Chapitre 14



Dans lequel Antoine survit à un effroyable accident et retrouve, grâce au concours involontaire de Lady Di, la piste de la fausse sourde et muette



Antoine ouvrit les yeux sur le plafonnier d’une chambre hôpital. Sa vision étant floue, il chercha de la main ses lunettes sur une éventuelle table de nuit.

— Les cherchez pas, elles sont mortes.

Un homme barbu et jovial se pencha sur lui.

— Dites donc, mon vieux, c’est la première fois que je vois un type aussi veinard que vous.

Antoine tenta de se redresser et laissa échapper un cri de douleur.

— Deux côtes cassées, c’est-à-dire peanuts. Les airbags vous ont sauvé la vie.

D’accord. Il avait eu un accident. Il n’en était pas surpris, ce n’était jamais que le deuxième en trois jours. Et il se trouvait dans un hôpital. Lequel ?

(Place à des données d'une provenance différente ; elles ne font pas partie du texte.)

PR #1254, opened 2016-11-22
Possible fix for 2D UI controls

Aquatakat:
I'm not sure why once compiled the 2D fix controls aren't working properly. It works properly in the preview. This is an attempt at a fix.

### DIFF
--- a/src/GLideNUI/ConfigDialog.cpp
+++ b/src/GLideNUI/ConfigDialog.cpp
@@ -143,10 +143,9 @@ void ConfigDialog::_init()
 	ui->frameBufferCheckBox->toggle();
 	const bool fbEmulationEnabled = config.frameBufferEmulation.enable != 0;
 	ui->frameBufferCheckBox->setChecked(fbEmulationEnabled);
-	ui->frameBufferInfoLabel->setVisible(!fbEmulationEnabled);
-	ui->frameBufferInfoIcon->setVisible(!fbEmulationEnabled);
-	ui->frameBufferInfoLabel2->setVisible(!fbEmulationEnabled);
-	ui->frameBufferInfoIcon2->setVisible(!fbEmulationEnabled);
+    ui->frameBufferInfoFrame->setVisible(!fbEmulationEnabled);
+    ui->frameBufferInfoFrame2->setVisible(!fbEmulationEnabled);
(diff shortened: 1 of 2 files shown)


Aquatakat:
From what I've read `setChecked()` doesn't fire signals but `toggled()` does, so hopefully this fixes the problem.

Because the frame buffer emulation checkbox now enables/disables QFrames, rather than controls directly, any `setChecked()` or `toggled()` where `fbEmulationEnabled &&` was added is probably redundant now.

gonetz:
No changes in behavior.

Aquatakat:
Could I have a build to test with? It might help to find exactly where the problem is occurring.

gonetz:
A build from your top commit?

Aquatakat:
It could include all the commits, the other ones are minor changes that shouldn't affect behaviour.

gonetz:
Here:
https://drive.google.com/file/d/0B0YqMPjGo3B2aml2SnNXMWtydlk/view?usp=sharing

gonetz:
Built from Revert "Another possible fix for 2D UI controls"

Aquatakat:
Thanks.

I've noticed that behaviour is correct as long as "Multiple of N64 resolution:" is selected. I'll try to figure out why.

Aquatakat:
It's hard to debug without being able to build the plugin but I wonder if this is the issue.

gonetz:
"Disabled 2D fixes controls on dialog open" problem is fixed.
One problem remains: Set fb emulation off - go to Emulation panel - 2D fixes disabled. It is wrong, these settings can work without FB emulation.
Enable fb emulation again, go to Emulation panel: 2D fixes disabled if Internal resolution was set any first two options. If Multiple of N64 resolution was selected, 2D will be enabled.

gonetz:
Build from  A third fix for 2D UI controls
https://drive.google.com/file/d/0B0YqMPjGo3B2RERfdG42M21zY1E/view?usp=sharing

Aquatakat:
I commented out the same line as "A third fix..." but in `ConfigDialog::on_frameBufferCheckBox_toggled`.

gonetz:
It work way better now. I found only one logical error:
If internal resolution is set to Original and then we disable FB emulation, 2D fixes remained disabled.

— À la Salpêtrière, répondit le docteur. Les pompiers n’en revenaient pas. Ils ont mis une heure pour vous désincarcérer. Ils pensaient vous retrouver en morceaux.

— À la Salpêtrière ?

— Faut vous reposer maintenant, vous avez quand même subi un sacré choc. Vous saviez que vous aviez un petit problème d’arythmie cardiaque ?

— Pardon ?

— On a vu ça aux examens. C’est pas dramatique, mais il faut quand même faire attention, dit le toubib en sortant.

Au prix d’une douleur relativement supportable, Antoine récupéra sa montre et son portable, posés sur une tablette en métal près du lit. Le téléphone était totalement hors d’usage, mais Antoine était persuadé que c’était Hélène qui l’avait appelé juste avant l’accident. Quant à sa montre, le verre étoile du cadran fragmentait l’heure figée à 4 heures 12. Pourvu qu’ils n’aient prévenu personne… Il imaginait l’état de sa mère, réveillée en pleine nuit, en proie à toutes les inquiétudes. Antoine se tourmenta ainsi un gros quart d’heure, jusqu’à ce qu’une infirmière lui fasse une injection de sédatif, qui le plongea rapidement dans un sommeil épais et dépourvu de rêves.

Il en fut tiré trop tôt à son goût par l’infirmière de jour, qui lui prodigua quelques soins rapides. Il avala goulûment un petit déjeuner insipide car il mourait de faim, puis dressa mentalement un bref récapitulatif de la situation, en déduisit qu’effectivement, il avait eu de la chance ; en plus, ça réglait définitivement les problèmes de parking de la Mercedes. Quant aux assurances, Billy pouvait se les carrer dans le cul.

À part la douleur que lui procurait le simple fait de respirer un peu fort, le seul vrai désagrément était le flou dans lequel il baignait. Il sortirait certainement de l’hosto dans l’après-midi, se ferait faire illico une nouvelle paire de lunettes, il y avait bien un opticien dans le coin de la Salpêtrière.

« Salpêtrière »… Le mot fit une pirouette dans sa mémoire et retomba pile sur la case « cette vieille saleté de fausse sourde et muette ». Antoine eut une brusque montée d’adrénaline, ignorant ses côtes douloureuses se redressa dans son lit et tenta de se lever. Les murs valsèrent autour de lui mais il tint bon. Distinguant les contours d’une chaise et quelque chose de sombre posé dessus, qui devait être ses vêtements, il tentait quelques pas vacillants lorsque le docteur entra dans la chambre. Pas le même que la veille, un petit bonhomme à la voix sèche, qui lui demanda ce qu’il foutait debout. Il voulait sortir. Le petit docteur sec ricana que c’était hors de question et l’infirmière qui l’accompagnait reconduisit Antoine d’une main ferme jusqu’à son lit.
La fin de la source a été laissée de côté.